The in vivo model used to address the protective potential of EK1C4 is based on the coronavirus HCoV-OC43. Further work should aim to establish the potential of EK1C4 for prevention of SARS-CoV-2 replication in more relevant animal models (e.g. Rhesus Macaques or hACE2 mice). It is, however, acknowledged, that experimentation in vitro included both SARS-CoV2 and the same HCoV-OC43 used in the in vivo infection model.

Even though the safety of the unmodified EK1 peptide in mice had been previously examined (2), the potential side effects and pharmacokinetics/dynamics of EK1C4 in the in vivo setting are not addressed in this report.

Relevance:

The development of prophylactic drugs against viral infection is a paramount element of epidemic control, specially in the time before a vaccine can be readily available. Similar strategies have been followed in the past in response to threats of this nature (4,5). This work’s relevance is limited by the absence of relevant animal models of SARS-CoV-2 infection. Further pharmacological analyses would also be necessary to ensure the safety of EK1C4 in animal models before a potential safety analysis in human subjects.

1. Heald-Sargent T, Gallagher T. Ready, set, fuse! the coronavirus spike protein and acquisition of fusion competence. Vol. 4, Viruses.
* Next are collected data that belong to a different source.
PR #71, opened 2026-04-29
fix(profile): 403 on profile/settings — drop client-set updated_at + server-side touch trigger

ArtemioPadilla:
## Summary

User-reported prod bug:
```
PATCH /rest/v1/users?id=eq.<self> → 403 Forbidden
```
when saving any change in `/profile/settings/profile/`.

## Root cause

The PATCH payload included `updated_at: new Date().toISOString()`. The column-level GRANT on `public.users` (the same one inventoried in PR #69) intentionally excludes `updated_at` because it's an audit column — clients shouldn't dictate it. PostgREST rejects the **entire** UPDATE when any patched column is outside the GRANT, so even valid edits (`username`, `bio`, `display_name`, etc.) silently couldn't be saved.

Same latent bug existed in two more places that hadn't been hit yet:
- `PrivacyMatrix.astro` — both the `supabase-js update` AND the `keepalive` PATCH that fires on `beforeunload` would have 403'd the next time someone toggled a privacy setting
- `AdminExpertsView.astro` — would fail once it migrates from the service-role admin function to direct PostgREST

## Two-part fix

**1) DB owns the timestamp.** New `tg_users_touch_updated_at` BEFORE UPDATE trigger sets `NEW.updated_at = now()` on every row update. Without this, dropping the client write would silently rot the column.

```sql
CREATE OR REPLACE FUNCTION public.tg_users_touch_updated_at()
RETURNS trigger LANGUAGE plpgsql AS $$
BEGIN NEW.updated_at := now(); RETURN NEW; END;
$$;
DROP TRIGGER IF EXISTS users_touch_updated_at ON public.users;
CREATE TRIGGER users_touch_updated_at
  BEFORE UPDATE ON public.users
  FOR EACH ROW EXECUTE FUNCTION public.tg_users_touch_updated_at();
```

**2) Client stops sending it.** Removed from `ProfileEditForm.astro`, both call sites in `PrivacyMatrix.astro`, and `AdminExpertsView.astro`. Audit columns shouldn't come from the client anyway — defense in depth.

**3) Doc updated.** `docs/specs/infra/users-column-grants.md` now explicitly calls out `tg_users_touch_updated_at` as the writer for `updated_at`, with a one-line "this exact bug surfaced when ProfileEditForm was setting it from the client → 403" so the next person editing the GRANT sees the trap.

## Operator action

Automatic. The SQL change is in `supabase-schema.sql` so `db-apply.yml` fires on the merge push. `CREATE OR REPLACE` + `DROP TRIGGER IF EXISTS … ; CREATE TRIGGER …` are idempotent.

## Test plan

- [x] `npm run typecheck` — 0 errors
- [x] `npm run test` — 454 passing
- [x] `npm run build` — clean
- [ ] Post-merge manual: edit username/bio/display_name in `/profile/settings/profile/` → save → should succeed; row's `updated_at` should advance to now (verifiable via Supabase dashboard or `select updated_at from users where id = …`).

### DIFF
--- a/docs/specs/infra/supabase-schema.sql
+++ b/docs/specs/infra/supabase-schema.sql
@@ -3125,6 +3125,27 @@ CREATE TRIGGER obsreact_notify_trigger
   AFTER INSERT ON public.observation_reactions
   FOR EACH ROW EXECUTE FUNCTION public.tg_obsreact_notify();
 
+-- 15) Audit columns. The column-level GRANT on `public.users`
+-- intentionally does NOT include `updated_at` (it's an audit column
+-- — clients shouldn't dictate it). Without this BEFORE UPDATE trigger
+-- the column would silently rot. The trigger sets NEW.updated_at on
+-- every row update so the DB owns the timestamp.
+--
+-- See docs/specs/infra/users-column-grants.md for the column inventory.
+CREATE OR REPLACE FUNCTION public.tg_users_touch_updated_at()
+RETURNS trigger
+LANGUAGE plpgsql AS $$
+BEGIN
+  NEW.updated_at := now();
+  RETURN NEW;
+END;
+$$;
+
+DROP TRIGGER IF EXISTS users_touch_updated_at ON public.users;
+CREATE TRIGGER users_touch_updated_at
+  BEFORE UPDATE ON public.users
+  FOR EACH ROW EXECUTE FUNCTION public.tg_users_touch_updated_at();
+
 -- ═════════════════════════════════════════════════════════════════════
 -- Module 27 — Expertise Legends (regional rankings)
 -- Issue #47 — "Top identificador de Fabaceae en Oaxaca"
--- a/docs/specs/infra/users-column-grants.md
+++ b/docs/specs/infra/users-column-grants.md
@@ -50,7 +50,8 @@ from `authenticated` is denied.
 | Column | Writer | Why locked |
 |---|---|---|
 | `id` | `auth.users` FK | Primary key, immutable |
-| `created_at` / `updated_at` / `joined_at` | trigger / default | Audit columns |
+| `created_at` / `joined_at` | column DEFAULT now() on INSERT | Audit columns; immutable after creation |
+| `updated_at` | `tg_users_touch_updated_at` BEFORE UPDATE trigger | Audit column; trigger sets `NEW.updated_at = now()` so clients shouldn't touch it (and the GRANT prevents it). Bug surfaced when ProfileEditForm was setting it from the client → 403. |
 | `is_expert` | `expert_applications` admin flow + `is_expert_in()` SQL | Self-elevation would let anyone weight their votes |
 | `credentialed_researcher` / `credentialed_at` / `credentialed_by` | admin grant | Unlocks precise coords on sensitive species |
 | `karma_total` / `karma_updated_at` / `vote_count` | karma engine triggers (SECURITY DEFINER) | Self-bump would game leaderboards + vote weighting |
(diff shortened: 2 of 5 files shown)


ArtemioPadilla:
Fix correcto y bien ejecutado.

**Root cause:** el análisis es exacto — PostgREST rechaza el UPDATE completo cuando cualquier columna del payload está fuera del GRANT, no solo esa columna. Es el comportamiento esperado de PostgreSQL column-level security, pero es una trampa no obvia porque el error es 403 en toda la operación, no "columna X denegada".

**El trigger `tg_users_touch_updated_at`:**
`BEFORE UPDATE … SET NEW.updated_at = now(); RETURN NEW;` es el patrón estándar y correcto. No necesita `SECURITY DEFINER` porque solo toca la columna del row que ya está siendo actualizado — no hay cross-table access. El `DROP TRIGGER IF EXISTS … ; CREATE TRIGGER …` hace el bloque idempotente para el CI.

**Defensa en profundidad bien aplicada:** limpiar los tres call sites (`ProfileEditForm`, `PrivacyMatrix` × 2, `AdminExpertsView`) aunque solo el primero estaba roto es la decisión correcta — los otros tres hubieran fallado en cuanto algún path los alcanzara con usuario `authenticated` (en vez de service-role).

**Nota para el backlog:** la Nyx señaló en PR #68 que el patrón de column-level GRANT se vuelve frágil conforme crecen los triggers. El doc update en `users-column-grants.md` (separar `created_at`/`joined_at` de `updated_at` y nombrar el trigger explícitamente) es exactamente el inventario que se pedía. El next trigger que toque `users` debería actualizar esa tabla primero.

✅ Aprobado, listo para merge.

Pamela-ruiz9 (approved):
## Review — PR #71 fix(profile): 403 on profile/settings

### Root cause analysis

This is exactly the right diagnosis. PostgREST rejects the **entire** UPDATE when any column in the payload is outside the GRANT — not just that column. So the client setting `updated_at: new Date().toISOString()` was silently blocking every profile save since the column-level GRANT shipped (PR #69). Two more latent instances correctly caught in `PrivacyMatrix.astro` and `AdminExpertsView.astro` before they were hit in prod.

### Two-part fix is correct

**`tg_users_touch_updated_at` BEFORE trigger:** Right layer. The DB owns audit columns — if the client is not allowed to write `updated_at`, the column still needs to advance on every row change. `BEFORE UPDATE FOR EACH ROW` setting `NEW.updated_at = now()` is the standard pattern. `DROP TRIGGER IF EXISTS … ; CREATE TRIGGER …` makes it idempotent — safe for re-apply.

**Removing from client payloads:** Defense in depth. The trigger alone would have fixed the bug (removing the forbidden column), but keeping `updated_at` in the payload would still surface a 403 on any future GRANT-change that adds the column back. Removing it from the client removes the coupling entirely.

**Doc update in `users-column-grants.md`:** This is the detail that pays forward. Explicitly naming the trigger as the writer, and leaving a one-line "this exact bug surfaced when ProfileEditForm was setting it from the client → 403" means the next person editing the GRANT sees the trap before falling into it.

### One small note (non-blocking)

The comment in `PrivacyMatrix.astro` reads:
```
// updated_at handled by users_touch_updated_at trigger.
```
while `ProfileEditForm.astro` has a fuller comment:
```
// updated_at is bumped server-side by the users_touch_updated_at trigger; clients can't write to it (column-level GRANT).
```
Not a bug, but consistency on the comment style across the three files would make a grep for "updated_at" more uniform. Low priority.

### On `db-apply.yml` auto-fire

`CREATE OR REPLACE FUNCTION` + `DROP TRIGGER IF EXISTS … CREATE TRIGGER` in `supabase-schema.sql` means the schema apply is idempotent and the trigger lands automatically on merge. No manual step needed — this is exactly the value of the hardened apply from PR #61.

---

**+28/-5 in 5 files, 454 passing. Clean fix. 🌙**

Multidisciplinary Digital Publishing Institute (MDPI); 2012. p. 557–80.

2. Xia S, Yan L, Xu W, Agrawal AS, Algaissi A, Tseng CTK, et al. A pan-coronavirus fusion inhibitor targeting the HR1 domain of human coronavirus spike. Sci Adv. 2019 Apr 1;5(4):eaav4580.
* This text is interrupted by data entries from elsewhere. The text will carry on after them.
PR #77, opened 2026-04-29
feat(console): PR5 — Moderator console (flag queue + comments + soft-bans + role-aware overview)

ArtemioPadilla:
## Summary

The moderator role goes from "all stubs" to "all functional except disputes." Brings the console fully aligned with the architectural rule:

> "deberíamos de tener todo en la UI si eres admin, si no eres admin ni moderador nada. si eres moderador solo lo necesario."

Admin sees their 15 tabs (10 functional after this), moderator sees their 5 (4 functional + 1 stub), no-role sees no console pill.

### What ships

**Moderator overview** (role-aware, shares `/console/` route)
- The `/console/` page now dispatches to ConsoleOverviewView, ConsoleModOverviewView, or (later) ConsoleExpertOverviewView based on the active role pill.
- Mod overview: open reports counter, comments hidden 24h, active bans, mean response-time on resolved reports last 7d.

**Flag queue** (`/console/flag-queue/`)
- Master-detail of `public.reports` rows — community-submitted flags from m26's `report` Edge Function
- Filter by status / target_type / reason; default = open + triaged
- Action chips: Triage, Resolve, Dismiss — slide-overs with required reason

**Comments** (`/console/comments/`)
- Master-detail of `public.observation_comments` — m26 thread schema
- Filters: deleted state, locked state, observation_id, author, body search
- Action chips: Hide / Unhide / Lock / Unlock

**Soft-bans** (`/console/bans/`)
- New `public.user_bans` table — temporary suspensions with `expires_at` (nullable = indefinite) and soft-revoke (`revoked_at`)
- Master-detail of active bans (toggleable to all)
- "Ban a user" affordance with duration select (1h / 24h / 7d / 30d / indefinite)
- Action chip: Unban (lifts active bans early, sets `revoked_at`/`revoked_by`/`revoke_reason`)

### Schema additions (idempotent)

- `public.user_bans` table + active-row index + RLS (`user_bans_mod_read` + `user_bans_no_client_write`)
- `public.is_user_banned(uuid)` SECURITY DEFINER function for downstream RLS predicates that want to lock out banned users from acting
- `reports_mod_read` + `comments_mod_read` policies (both include moderator OR admin in USING — admins see full queues without holding moderator)
- `observation_comments.locked boolean DEFAULT false`
- 4 new audit_op values: `report_triaged`, `report_resolved`, `report_dismissed`, `comment_unhide`
- Sentinel updated with `user_bans` + `is_user_banned`

[...]

PR #79, opened 2026-04-29
fix(console): PR #77 review — unban consistency + double-ban guard + per-command policies + locked sentinel

ArtemioPadilla:
## Summary

Four review-comment fixes from Pamela-ruiz9 (Nyx, APPROVED) + ArtemioPadilla (APPROVED) on PR #77 (Moderator console, already merged).

### 1. `user-unban.ts` — consistency check (Nyx, **real correctness bug**)

The handler updated by `ban_id` only. A moderator could pass mismatched `ban_id` + `target_user_id`, the UPDATE would still succeed, and the audit row's `target.id` would point at the wrong user — the audit chain would lie.

Both the BEFORE fetch and the UPDATE now carry `.eq('id', payload.ban_id).eq('user_id', payload.target_user_id)`. If either fails to match, the handler throws `'unban: ban_id does not belong to target_user_id'` and no audit row gets written. Audit chain integrity preserved.

### 2. `user-ban.ts` — idempotent re-ban (yours)

Double-click on the ban button (or two moderators acting simultaneously) inserted two active rows for the same user. `is_user_banned()` still functioned, but the bans tab showed duplicates and the audit log had two creation events for the same effective state.

Now checks for an active ban (not revoked, not expired) before inserting. If one exists, returns it as `before` + `after` and short-circuits — no duplicate row. The audit row is still written for both attempts so monitoring sees the activity. Future v1.x might extend `expires_at` if the new request has a longer duration; for v1 we no-op.

### 3. `user_bans_no_client_write` — split per-command (yours, clarity)

The single `FOR ALL USING(false) WITH CHECK(false)` was functionally correct (writes from `authenticated` blocked, SELECT delegated to `user_bans_mod_read` via the OR semantics) but the name applied to a `FOR ALL` policy was misleading.

Replaced with three explicit per-command policies: `user_bans_no_client_insert`, `user_bans_no_client_update`, `user_bans_no_client_delete`. The legacy name is DROP'd first for replay-safety against the already-deployed prod DB.

### 4. Sentinel — `observation_comments.locked` column check (yours, defensive)

`ALTER TABLE … ADD COLUMN IF NOT EXISTS locked` is safe in Postgres so risk is low, but a partial migration could land the table without the column and leave the moderator UI silently degraded. Sentinel now does an `information_schema.columns` lookup using the established `array_append(missing, …)` pattern.

## Deferred (correctly per reviewer notes)

- pgTAP RLS policy assertions — already on PR8 list (CORS + rate limit + pgTAP)
- `locked` enforcement on insert (block new comments on locked threads) — v1.1 follow-up

## Test plan

- [x] `npm run typecheck` — zero errors
- [x] `npm run test` — 459/459 passed
- [x] `npm run build` — 122 pages, zero errors
- [x] `npm run test:e2e -- console-smoke.spec.ts` — 28/28 passed
- [ ] **Post-merge db-apply** — sentinel will verify `locked` column is present on prod (it should be, since PR #77's ALTER TABLE landed; this is a regression guard going forward)

### DIFF
--- a/docs/specs/infra/supabase-schema.sql
+++ b/docs/specs/infra/supabase-schema.sql
@@ -3473,10 +3473,15 @@ CREATE POLICY user_bans_mod_read ON public.user_bans
   );
 
 -- No client-side writes — service role only via Edge Function.
+-- Three separate per-command policies replace the previous FOR ALL form for
+-- clarity; Postgres processes them independently per statement type.
 DROP POLICY IF EXISTS user_bans_no_client_write ON public.user_bans;
-CREATE POLICY user_bans_no_client_write ON public.user_bans
-  FOR ALL TO authenticated
-  USING (false) WITH CHECK (false);
+DROP POLICY IF EXISTS user_bans_no_client_insert ON public.user_bans;
+DROP POLICY IF EXISTS user_bans_no_client_update ON public.user_bans;
+DROP POLICY IF EXISTS user_bans_no_client_delete ON public.user_bans;
+CREATE POLICY user_bans_no_client_insert ON public.user_bans FOR INSERT TO authenticated WITH CHECK (false);
+CREATE POLICY user_bans_no_client_update ON public.user_bans FOR UPDATE TO authenticated USING (false);
+CREATE POLICY user_bans_no_client_delete ON public.user_bans FOR DELETE TO authenticated USING (false);
 
 GRANT SELECT ON public.user_bans TO authenticated;
 GRANT SELECT, INSERT, UPDATE, DELETE ON public.user_bans TO service_role;
--- a/scripts/db-sentinel.sql
+++ b/scripts/db-sentinel.sql
@@ -51,6 +51,16 @@ BEGIN
   -- Console PR5 — moderator surface
   IF NOT EXISTS (SELECT 1 FROM pg_tables WHERE schemaname = 'public' AND tablename = 'user_bans')              THEN missing := array_append(missing, 'public.user_bans'); END IF;
 
+  -- Module 26 — observation_comments.locked column added in PR #77
+  IF NOT EXISTS (
+    SELECT 1 FROM information_schema.columns
+    WHERE table_schema = 'public'
+      AND table_name = 'observation_comments'
+      AND column_name = 'locked'
+  ) THEN
+    missing := array_append(missing, 'public.observation_comments.locked');
+  END IF;
+
   -- Functions used by RLS predicates and Edge Functions
   IF NOT EXISTS (SELECT 1 FROM pg_proc WHERE proname = 'has_role')             THEN missing := array_append(missing, 'public.has_role()'); END IF;
   IF NOT EXISTS (SELECT 1 FROM pg_proc WHERE proname = 'recompute_consensus')  THEN missing := array_append(missing, 'public.recompute_consensus()'); END IF;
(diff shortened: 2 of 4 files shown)


ArtemioPadilla:
Los 4 review comments del PR #77 atendidos correctamente. ✅

**`user-unban.ts` — consistency check (Nyx):**
Doble `.eq('id', ban_id).eq('user_id', target_user_id)` tanto en el SELECT como en el UPDATE, más el check de `!updated || updated.length === 0` post-UPDATE. La cadena de auditoría no puede mentir: si `ban_id` no pertenece a `target_user_id`, el handler lanza antes de que se escriba el audit row.

**`user-ban.ts` — dedup:**
La query `.is('revoked_at', null).or('expires_at.is.null,expires_at.gt.<now>')` es el filtro correcto para "ban activo". El short-circuit con `before = after = existing` aún dispara el audit row del intento — correcto para trazabilidad. El comentario sobre v1.x (extend `expires_at` si la nueva duración es mayor) documenta el tradeoff sin implementarlo prematuramente.

**Políticas per-comando:**
`DROP POLICY IF EXISTS user_bans_no_client_write` primero — replay-safe contra la prod donde ya existe. Los tres nombres nuevos (`_insert`, `_update`, `_delete`) son explícitos. Nota: `FOR INSERT` usa solo `WITH CHECK`, `FOR UPDATE` y `FOR DELETE` usan `USING` — sintaxis correcta por comando en Postgres.

**Sentinel `observation_comments.locked`:**
`information_schema.columns` con `table_schema + table_name + column_name` es la consulta correcta para verificar existencia de columna. Consistente con el patrón `array_append(missing, …)` del resto del sentinel.

✅ Listo para merge.

Pamela-ruiz9 (approved):
## Review — PR #79 fix(console): PR #77 review follow-ups

All four items from the PR #77 review addressed correctly.

### `user-unban.ts` — consistency check (my note, #77)

The fix is correct and goes one step further than the suggestion: both the BEFORE fetch AND the UPDATE now carry the double `.eq()` guard. The extra `if (!updated || updated.length === 0)` after the UPDATE means a race condition (another moderator revokes the ban between the fetch and the UPDATE) also throws instead of silently succeeding. The error message `'unban: ban_id does not belong to target_user_id'` covers both cases — slightly misleading on the race path, but that's a very minor point not worth blocking on.

### `user-ban.ts` — idempotent re-ban

`.maybeSingle()` is the right PostgREST method here (vs `.single()` which would throw on zero rows). The `or('expires_at.is.null,expires_at.gt.' + now)` condition mirrors the `is_user_banned()` predicate — the two stay in sync.

Note: the existing-ban check uses a JS-computed timestamp (`new Date().toISOString()`) rather than a server-side `now()`. In practice the skew is negligible, but if the Edge Function clock drifts it could return a ban as active when the DB's `now()` would consider it expired. Low risk, just noting it.

### RLS policies — per-command split

`DROP POLICY IF EXISTS user_bans_no_client_write` before creating the three new ones handles replay-safety against prod. The per-command forms are clearer and the Postgres behavior is unchanged — three `false` predicates, one per statement type.

### Sentinel — `observation_comments.locked` column

`information_schema.columns` lookup with the established `array_append(missing, …)` pattern is consistent with the rest of the sentinel. This is the first column-level check in the sentinel (vs table/function checks) — good precedent to extend for other critical columns.

---

**+58/-10 in 4 files, 459/459 vitest, 28/28 e2e. All PR #77 review items closed. 🌙**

3. Follis KE, York J, Nunberg JH. Furin cleavage of the SARS coronavirus spike glycoprotein enhances cell-cell fusion but does not affect virion entry. Virology. 2006 Jul 5;350(2):358–69.
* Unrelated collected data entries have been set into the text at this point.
PR #80, opened 2026-04-29
fix(postgrest): disambiguate users embed on observations (2 surfaces)

ArtemioPadilla:
User-reported error in prod:
```
Could not embed because more than one relationship was found for 'observations' and 'users'
```

**Root cause:** `observations` has two FKs to `users` — the original `observer_id` (NOT NULL, the observer) and `hidden_by` (added by the admin console moderation work for hide audit). PostgREST can't auto-pick when an embed says bare `users(...)`.

**Fix:** alias-style hint `users:observer_id(...)` in:
- `ConsoleObservationsView.astro:219` (admin moderation list)
- `ExploreRecentView.astro:243` (public recent feed)

The alias both names the relationship explicitly and keeps the embed key as `users` so consumer code that reads `row.users` doesn't need any refactoring.

Audited every other `from('observations')` site — none of them embed `users`, so these two were the only affected surfaces.

Verifications: typecheck 0, 454 tests, build clean.

### DIFF
--- a/src/components/ConsoleObservationsView.astro
+++ b/src/components/ConsoleObservationsView.astro
@@ -216,7 +216,7 @@ const tr = t(lang);
 
     let query = supabase
       .from('observations')
-      .select('id, observer_id, observed_at, primary_taxon_id, obscure_level, location_obscured, observer_license, hidden, hidden_reason, hidden_at, hidden_by, sync_status, created_at, taxa(scientific_name), users(username, display_name)')
+      .select('id, observer_id, observed_at, primary_taxon_id, obscure_level, location_obscured, observer_license, hidden, hidden_reason, hidden_at, hidden_by, sync_status, created_at, taxa(scientific_name), users:observer_id(username, display_name)')
       .order('created_at', { ascending: false })
       .limit(50);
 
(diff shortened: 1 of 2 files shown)


ArtemioPadilla:
Fix correcto. El alias  en PostgREST es la sintaxis exacta para disambiguar cuando hay múltiples FKs hacia la misma tabla — nombra la relación por la columna FK, y el alias `users` preserva la key en el objeto de respuesta, así `row.users` sigue funcionando sin tocar el código consumidor.

La auditoría de todos los sitios con `from('observations')` vale mencionarla explícitamente — es lo que confirma que no quedan otros rotos.

✅ Aprobado, listo para merge.

Pamela-ruiz9 (approved):
## Review — PR #80 fix(postgrest): disambiguate users embed on observations

Correct diagnosis and minimal fix. `observations` has two FKs to `users` (`observer_id` + `hidden_by` from the admin moderation work) — PostgREST's implicit embed resolver fails ambiguously when both could satisfy `users(…)`. The `users:observer_id(…)` alias syntax is the right PostgREST idiom: it names the FK explicitly, the alias keeps the returned key as `users` so consumer code is unchanged.

Both affected surfaces fixed: the admin moderation list and the public recent feed. The audit of all other `from('observations')` sites confirming none embed `users` is the right completeness check.

One note for awareness (not blocking): `hidden_by` is a FK to `users` and will have the same ambiguity if any future query embeds `users:hidden_by(…)` alongside `users:observer_id(…)` — but that would need an explicit alias too, and the explicit form is already established here. No action needed.

**+2/-2 in 2 files. Clean. 🌙**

4. Jones JC, Turpin EA, Bultmann H, Brandt CR, Schultz-Cherry S. Inhibition of Influenza Virus Infection by a Novel Antiviral Peptide That Targets Viral Attachment to Cells. J Virol. 2006 Dec 15;80(24):11960–7.

5. Ahmed A, Siman-Tov G, Hall G, Bhalla N, Narayanan A. Human antimicrobial peptides as therapeutics for viral infections. Vol. 11, Viruses. MDPI AG; 2019.